Pre-treatment handcrafted and deep radiomics from MRI identify clinically meaningful STS subgroups associated with histology, grade, and radiologic risk features and predict MFS. Importantly, radiomics and transcriptomics provide complementary prognostic information; their integration yields significantly improved prognostic performance compared with either modality alone. The study highlights the potential for a radiomic–transcriptomic prognostic signature to refine risk stratification in STS and inform patient management. Future work should involve prospective, multi-center validation on larger cohorts, standardization of MRI acquisition and segmentation, exploration of additional imaging sequences or modalities, and development of clinically deployable, interpretable multi-omics models.

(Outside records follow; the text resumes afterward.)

PR #4591, opened 2021-09-22
net/devif: Remove the unnecessary net lock/unlock in devif_callback

xiaoxiang781216:
## Summary
since the caller already hold the net lock before

## Impact
No, remove the redundant lock/unlock


Ouss4:
> since the caller already hold the net lock before.

@xiaoxiang781216 can we be sure of this?   I tried to follow the calls, but in some cases I couldn't find a lock.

• Single-center, retrospective design may limit generalizability and introduce selection biases.
• Small independent testing cohort (n = 25) limits robustness of deep-learning validation; external validation is needed.
• Heterogeneity of MRI scanners and acquisition parameters despite post-processing may introduce variability.
• Manual segmentation by a single radiologist may introduce observer bias, though reproducibility was partially assessed on a subset.
• Incomplete molecular data (only 110/225 with RNA-seq) may affect combined analyses.
• Code not publicly available; reproducibility depends on access upon request.
• Immediate clinical applicability is limited; further standardization and validation are required.